Exercise materials: Begin

PR #812, opened 2026-07-24
feat: Enable `EstimatorTransformer.get_feature_names_out` via `ClassNamePrefixFeaturesOutMixin` mixin

### LINKED ISSUE #533: [BUG]  'EstimatorTransformer' object has no attribute 'get_feature_names_out'

DMZ22:
# Description

`EstimatorTransformer` inherits `TransformerMixin`, which does not supply `get_feature_names_out`, so the method simply isn't there:

```python
>>> EstimatorTransformer(LinearRegression()).get_feature_names_out(None)
AttributeError: 'EstimatorTransformer' object has no attribute 'get_feature_names_out'
```

The practical symptom is the pipeline case, which fails even after fitting:

```python
>>> make_pipeline(StandardScaler(), EstimatorTransformer(LinearRegression())).fit(X, y).get_feature_names_out()
AttributeError: Estimator estimatortransformer does not provide get_feature_names_out.
```

The transformer's output is **not** one-to-one with the input columns — `transform` returns one column per target for a multi-output estimator and reshapes to a single column otherwise — so `OneToOneFeatureMixin` would be wrong here. The sklearn convention for this shape is `ClassNamePrefixFeaturesOutMixin` plus a `_n_features_out`, which is what this adds; `n_outputs_` is recorded during `fit`.

```python
single output   -> ['estimatortransformer0']
two targets     -> ['estimatortransformer0', 'estimatortransformer1']
in a pipeline   -> ['estimatortransformer0']
before fit      -> NotFittedError   (rather than AttributeError)
```

In every case the number of names equals `transform(X).shape[1]`, which is asserted in the tests rather than assumed. A side benefit is that `set_output(transform="pandas")` now yields a properly-named DataFrame instead of failing.

@koaning — this is the change you green-lit on #533 back in 2022 ("Yes please!"); @CarloLepelaars offered then but no PR followed, and nothing open touches this file, so I hope it's helpful rather than stepping on anyone.

Fixes #533

## Type of change

## Checklist:

- [x] My code follows the style guidelines (ruff) — `ruff check` and `ruff format --check` both clean
- [ ] I have made corresponding changes to the documentation — the method is inherited API, so nothing in the docs asserts its absence; happy to add a line if you'd like one
- [x] I have added tests to check whether the new feature adheres to the sklearn convention — the existing `parametrize_with_checks` suite still passes, and the names/width equality is asserted

`tests/test_meta/` goes from **1073 passed** to **1110 passed** with the same 15 pre-existing collection errors (missing `pyarrow` locally). Reverting only `estimator_transformer.py` while keeping the tests fails 37 of them, so they do guard the change.

---

One thing I found while measuring the output width, which I have **not** touched because it is a separate bug and a behaviour change:

`transform` does `output.reshape(-1, 1)` whenever `multi_output_` is `False`. With `predict_func="predict_proba"` and a 1-D `y`, `predict_proba` returns `(n_samples, n_classes)`, so the reshape multiplies the rows:

```python
X has 60 rows, 3-class y
  estimator_.predict_proba(X) -> (60, 3)
  transform(X)                -> (180, 1)      # 60 samples in, 180 rows out
```

The class docstring records this too — its example is 150 samples with `predict_func="predict_proba"` and states `Shape of transformed data: (300, 1)`. Happy to open a separate issue, or a PR, if you'd like it fixed.


CarloLepelaars:
Appreciate you picking this up. I forgot about it

FBruzzesi (commented):
Thanks for the contribution @DMZ22 - I think the changes are totally fine.

The only issue I see is that `ClassNamePrefixFeaturesOutMixin` was introduced in scikit-learn 1.2, and we currently allow scikit-learn 1.0+ . @koaning what's your take in bumping the minimum scikit-learn version dependency?

koaning:
I've been behind on reviews, sorry about that. 

I think I am cool with the version bump. It's been a few years at this point and the main thing that's important is that it doesn't increase the maintainance burden for us.

koaning (approved):

PR #556, opened 2015-08-05
Fixed spaces after abbreviations.

henryso:
An additional fix for #551.

I also found a bug in the `Makefile.am` which was not finding not-installed fonts for building the PDFs.  This is also fixed.

This is ready for review/merge.


eroux:
Thanx a lot!

Issue #558, opened 2015-08-09
_3 does not correctly align the horizontal episemus in some cases


asbloomf:
for example `(eg/F'_E_3/fv_)`

Really, it seems it extends too far in this case all the time, for example `(eg/F'_E_/fv)` still seems to extend to far to the right.

From Henry So Jr ( https://mail.gna.org/public/gregorio-users/2015-08/msg00011.html ): The problem is that the algorithm is not taking into account the "kerning" done to handle descending puncta inclinata.

henryso:
More information: I was wrong about the cause.  This is actually related to bridging.  `(eg/F'_2E_3/fv_)` gives the correct result.

henryso:
I understand the problem a bit better, but I don't have a good solution in mind yet.

Bridging simply adds a fixed-sized horizontal episema extension to the current horizontal episema.  This extension happens to be longer than the shortened punctum inclinatum "Hepisemus" glyph on the second punctum inclinatum.  The problem is that this same extension is not long enough when there is a greater distance to the second punctum inclinatum.  To wit:

![image](https://cloud.githubusercontent.com/assets/421318/9155448/84e91c64-3e87-11e5-8bf8-243a2b7df55d.png)

As I think through the solution, I'll take any suggestions anyone has to offer.

PR #559, opened 2015-08-09
Added argument to GreHEpisemusBridge to handle adjacent puncta inclinata.

henryso:
This is my first attempt at fixing #558.

It works well enough, and tests pass, except that the overlap of the horizontal episemas over puncta inclinata is understandibly different and causes the "diff" image to catch something which is not visible when printing (and which may be visible on screen, depending on PDF viewer).

However, I am completely open if anyone has a better way of doing this.

Barring that, I think this is ready for review and merge.


eroux:
Fine for me. There is not obvious solution, I think this one is quite good!.

PR #560, opened 2015-08-14
More TeXLive-related fixes.

henryso:
More fixes for #551 as per recent messages posted to gregorio-devel, with contributions from Akira Kakuto and Peter Breitenlohner.

I broke these out into individual commits.

Peter's explanation of Akira's changes map as follows:
1. e1e4459cf580920c7b7b462577cd5ad8aa1e37a2
2. already done
3. 501eef9c07e33960bfa7a976107c33f402ad0276
4. already done
5. c0ece89a664928f5ac46d5535959d0b7ff65b9d3
6. 802764f5a616b2f84756c5e914ffcb3384416e2a
7. 50663290032ccd2f616995e2180514b6d90b72a6
8. ad131d989bd8397f74b23bd4ec27e4c32cc0ed90
9. c0ece89a664928f5ac46d5535959d0b7ff65b9d3
10. 9579a37899f419b151f3782ccfd4dc1b13bb8f52

This compiles without warnings under both gcc and clang, and all tests pass.

Please let me know if I've missed anything or if you'd rather I do something differently.

This is ready for review and merge if there are no issues.

### DIFF
--- a/.gitignore
+++ b/.gitignore
@@ -82,6 +82,8 @@ Makefile
 config.status
 lib/gregorio.pc
 src/gregorio
+src/utf8strings.h
+src/encode_utf8strings
 
 #emacs auto gen files
 auto/
--- a/configure.ac
+++ b/configure.ac
@@ -28,16 +28,17 @@ AC_CONFIG_MACRO_DIR([m4])
 
 AM_INIT_AUTOMAKE([-Wall -Wno-portability subdir-objects foreign dist-bzip2 no-dist-gzip])
 
-AC_PROG_CC
+AC_PROG_CC_C89
 dnl AM_PROG_CC_C_O is deprecated since Automake 1.14, to be removed in the future
 AM_PROG_CC_C_O
-AC_PROG_CC_STDC
 AC_PROG_CPP
 AM_PROG_LEX
 AC_PROG_YACC
 AC_CHECK_TOOL([RC], [windres], [no])
 AM_CONDITIONAL([HAVE_RC], [test x$RC != xno])
 
+AX_CHECK_COMPILE_FLAG([-std=gnu89], [CFLAGS+=" -std=gnu89"])
+AX_CHECK_COMPILE_FLAG([-pedantic-errors], [CFLAGS+=" -pedantic-errors"])
 AX_CHECK_COMPILE_FLAG([-fstack-protector-strong], [CFLAGS+=" -fstack-protector-strong"])
 AX_CHECK_COMPILE_FLAG([-fPIE], [CFLAGS+=" -fPIE"])
 AX_CHECK_COMPILE_FLAG([-Wformat], [CFLAGS+=" -Wformat"])
--- a/configure.ac
+++ b/configure.ac
@@ -53,6 +53,8 @@ AX_CHECK_LINK_FLAG([-pie], [LDFLAGS+=" -pie"])
 
 AC_HEADER_STDC
 
+AC_CHECK_HEADER_STDBOOL
+
 # linux has integer types in stdint.h, solaris, vms in inttypes.h
 AC_CHECK_HEADERS([stdint.h])
 AC_CHECK_HEADERS([stdalign.h])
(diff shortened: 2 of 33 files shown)


henryso:
Note: I (obviously?) didn't test this in VS2010, so the conditionally compiled code is based on faith in Akira Kakuto's patch and some studying of documentation on the MSDN.  I think we should roll out another beta and ask Akira to try building it again.

eroux:
Before merging, I know this is quite some additional work, but would you consider using gnulibs for [stdbool](https://www.gnu.org/software/gnulib/manual/html_node/stdbool_002eh.html) and [snprintf](https://www.gnu.org/software/gnulib/manual/html_node/snprintf.html)? This seems a cleaner solution to me... I don't know if gnulib files would go into the git or only in the distributed tarballs with something in the install script (there's a [discussion about that](https://www.gnu.org/software/gnulib/manual/html_node/VCS-Issues.html)... What do you think? I've wanted to use gnulibs for quite a long time, but now that we have actual portability issues, I think the time is right...

henryso:
I quote from https://www.gnu.org/software/gnulib/manual/html_node/Target-Platforms.html#Target-Platforms :

Native Windows, with MSVC as compiler, is rarely tested and low priority.

Based on that statement, it doesn't sound like a good idea, at least not for this.

henryso:
I wish I had VS2010 available to verify if it works.  That would reduce my fears about the rarely tested low priority support of that platform.

eroux:
Also, I just realized that gnulibs hooks into configure, which is not used by VS users, so it's not really relevant...

BTW, another mail (that doesn't change much):

```
Hi Élie, Akira,

correction. This should be completely independent from the use of Kpathsea.
If "wb" is undesirable for non-TeXLive builds, perhaps

+#ifdef TEXLIVE
+        output_file = fopen(output_file_name, "wb");
+#else
         output_file = fopen(output_file_name, "w");
+#endif

with -DTEXLIVE when compiling for TeXLive/W32TeX.

Regards
Peter
```

@jakubjelinek do you have some thoughts about all this?

jakubjelinek:
b is a nop on Unix-like OSes, it only matters for Windows, which I have only aging experience of (stopped using it 21 years ago).  But making this dependent on TEXLIVE define is really strange, either you want it always, or never.

henryso:
@eroux I assume you've checked that adding a library (via gnulib) will not prevent us from entering TeXLive?

eroux:
gnulibs does not add libraries, just additional source code files (it's quite an original system)

henryso:
As far as I can tell, it creates a library in a subdirectory (default = `lib`) of your project that builds library that you then link into your source.  Or maybe this is a use-case I am not aware of?

eroux:
I don't see how you could turn "stdbool.h" into a library...

henryso:
"stdbool" would indeed only add the header, but "snprintf" would add a library module.

eroux:
Sure, but that would be linked statically, like if it was part of gregorio's source code, so it doesn't matter at all... unless I'm missing something? But anyway, as I said, gnulibs can only be used through the autotools, which are obviously not supported in VS2010, so there's no point in adding gnulibs...

eroux:
BTW, "library module" is misleading: this would add `snprintf.c` and `snprintf.h` that would be integrated in gregorio's build process.

eroux:
So, as gnulibs doesn't solve the problem, if you have no objection I'll merge

henryso:
Autotools is not so much a problem as is running configure.  From what I can tell, the TeX Live folks seem to be starting with the distribution tarball.  Assuming Akira Kakuto does not run configure (a shell script) on Windows, they must be creating a config_.h manually and pulling source files into a Visual Studio project.  In addition, even though it is "rarely tested" and "low priority", MSVC *is* on the list of gnulib-supported targets, so I think it's worth a try since linking a library statically will not be an issue.  Do you know how TeX Live programmers pull code into VS2010 for building?

eroux:
I've sent a mail to you and TeXLive builders... I won't have access to the Internet until monday morning, but do not hesitate to take actions on this without my opinion!

henryso:
Akira has responded and asked that we not change too much from what we have in the 4.0.0 beta if possible, and that they are not particularly familiar with gnulib.  That said, I think what we have here should work, so perhaps we should merge this.  When Akira gets a new beta, I would guess that he'll find any problems and let us know how he fixed them.

henryso:
Seeing as there are no objections, I'll merge this.

PR #565, opened 2015-08-18
Add `\gre@obsolete`

rpspringuel:
Similar to `\gre@deprecated` this function makes the obsolescence messages consistent and makes sure they always raise an error.  It also makes moving down the removal path easier as a function which is moved from deprecated to obsolete now simply needs `\gre@deprecated` to be replaced by `\gre@obsolete` (and a removal of the bypass code, if necessary).
All functions which currently had individual obsolescence messages have been adapted to use the new function.

### DIFF
--- a/tex/gregoriotex-main.tex
+++ b/tex/gregoriotex-main.tex
@@ -60,6 +60,12 @@
   \relax%
 }%
 
+\def\gre@obsolete#1#2{%
+  \greerror{#1\space is obsolete.\MessageBreak Use #2\space instead}%
+  \relax%
+}%
+
+
 \def\gre@nothing{}
 
 \AtBeginDocument{\IfStrEq{\gre@debug}{}{}{\typeout{GregorioTeX is in debug mode}\typeout{\gre@debug\space messages will be printed to the log.}}}%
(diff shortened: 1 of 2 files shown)


henryso:
Is the plan to leave the "obsolete" messages in forever, or do we intend to remove them after some number of releases?

rpspringuel:
They'll get removed at the next major or minor release.

A reminder of the deprecation process:

1. Deprecated function names raise a warning which points to the new name, but otherwise work as follows.
2. Obsoleted function names no longer work, but raise an error which points to the new name.
3. The function name no longer exists in the code base.  Anyone still using it gets the generic "Undefined control sequence" error.

Each of these steps should be in a major or minor release, with step 1 or 2 being a mandatory major (i.e., if step 1 is a minor release, then step 2 must be major, if step 1 is a major release, then step 2 is allowed to be a minor release).

In this scheme, anything in step 1 uses `\gre@deprecated`.  Those in step 2 use `\gre@obsolete`.

henryso:
Once these details are all worked out, I think it would be good to add this to the wiki.

henryso:
Seems fine.

rpspringuel:
Added to the wiki: https://github.com/gregorio-project/gregorio/wiki/Deprecation-Process

PR #566, opened 2015-08-19
Refactoring old styles deprecation check

rpspringuel:
I've been shown a better way (which doesn't require the use of `\protected@edef`) to do the check for the use of the old style syntax (See [TeX StackExchange] (http://tex.stackexchange.com/questions/261830/testing-for-macro-change/261834#261834)).  I implement that here and remove the definition for `\protected@edef`.
I also pulled the definitions of `\greinitialformat` and `\grebiginitialformat` out of gregoriotex.tex and gregoriotex.sty and put them in gregoriotex-main.tex since they are identical.
Fixed some consistency problems with when styles were being applied relative to the checks (all styles which existed in the old system should now be applied within the checks)
Added checks for `additionalstafflines`, which was lacking the backwards compatibility code completely (despite being a legacy style)

### DIFF
--- a/tex/gregoriotex-main.tex
+++ b/tex/gregoriotex-main.tex
@@ -330,8 +330,7 @@
   \gre@dimen@temp@five=-\gre@dimen@textlower %
   % if it is a big initial we print it on the second line
   \ifnum\grebiginitial=0\relax %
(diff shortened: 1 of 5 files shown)


henryso:
Seems fine.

Exercise materials: End

» **Action item**
Copy word for word the stretch of entries above from the line that has "stepping on anyone." through the line that has "## Type of change", both ends included, and nothing outside it.

» **Answer to this exercise**
@koaning — this is the change you green-lit on #533 back in 2022 ("Yes please!"); @CarloLepelaars offered then but no PR followed, and nothing open touches this file, so I hope it's helpful rather than stepping on anyone.

Fixes #533

## Type of change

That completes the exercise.